Gr{ö}bner bases over polytopal affinoid algebras
Moulay A. Barkatou, Lucas Legrand, Tristan Vaccon
TL;DR
The article develops a Gröbner bases theory for polytopal affinoid algebras $K\{\mathbf{X};P\}$, bridging rigid analytic geometry and tropical analytic geometry. It extends GB theory from Tate algebras and Laurent polynomials to polytopal settings by employing generalized monomial orders built from conic decompositions and by adapting division, S-pairs, and Buchberger's algorithm to both $K\{\mathbf{X};r\}$ and $K\{\mathbf{X};P\}$. The work provides effective division and Gröbner basis algorithms, including procedures to compute the necessary leading monomials via polyhedral computations and conic decompositions, with a SageMath implementation and demonstrations.

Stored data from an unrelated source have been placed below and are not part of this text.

Issue #431, opened 2024-10-09
Investigate if basePath workaround is still needed


nsklikas:
After adding the base html tag to our index.html, we need to investigate whether the basePath workaround (https://github.com/canonical/identity-platform-admin-ui/blob/main/ui/src/util/basePaths.ts) is still needed. If not, we should remove it

PR #432, opened 2024-10-10
IAM-1137 - refactor: fetch basename from base tag

huwshimi:
Fetch the basename for the router from the `<base>` tag. React Router doesn't support the base tag by default so we have to manually get the path.

https://warthogs.atlassian.net/browse/IAM-1137
Fixes: #431.

### DIFF
--- a/ui/index.html
+++ b/ui/index.html
@@ -10,7 +10,6 @@
 
     <script>
         const global = globalThis;
-        const base = "{{ . }}";
     </script>
     <base href="{{ . }}ui/" />
   </head>
--- a/ui/src/util/basePaths.spec.ts
+++ b/ui/src/util/basePaths.spec.ts
@@ -5,34 +5,59 @@ import {
 } from "./basePaths";
 
 vi.mock("./basePaths", async () => {
-  window.base = "/example";
+  const basePath = "/example/ui";
+  // Can't use the setBase function here as this mock gets hoisted to the top of
+  // the file so gets executed before setBase exists.
+  const base = document.createElement("base");
+  base.setAttribute("href", basePath);
+  document.body.appendChild(base);
   const actual = await vi.importActual("./basePaths");
   return {
     ...actual,
-    basePath: "/example/ui/",
-    apiBasePath: "/example/api/v0/",
+    basePath,
   };
 });
 
+const cleanBase = () =>
+  document.querySelectorAll("base").forEach((base) => {
+    document.body.removeChild(base);
+  });
+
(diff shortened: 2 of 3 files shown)


ui/index.html
```diff
@@ -10,7 +10,6 @@
 
     <script>
         const global = globalThis;
-        const base = "{{ . }}";
```
huwshimi, line 13: This is no longer required, so we have one less way to set the base.

ui/src/util/basePaths.ts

This framework enables computation of GBs in Laurent-domain and polytope-constrained algebras, supporting practical tropical-analytic applications in non-archimedean geometry.
Abstract
Polyhedral affinoid algebras have been introduced by Einsiedler, Kapranov and Lind to connect rigid analytic geometry (analytic geometry over non-archimedean fields) and tropical geometry. In this article, we present a theory of Gr{ö}bner bases for polytopal affinoid algebras that extends both Caruso et al.'s theory of Gr{ö}bner bases on Tate algebras and Pauer et al.'s theory of Gr{ö}bner bases on Laurent polynomials. We provide effective algorithms to compute Gr{ö}bner bases for both ideals of Laurent polynomials and ideals in polytopal affinoid algebras. Experiments with a Sagemath implementation are provided.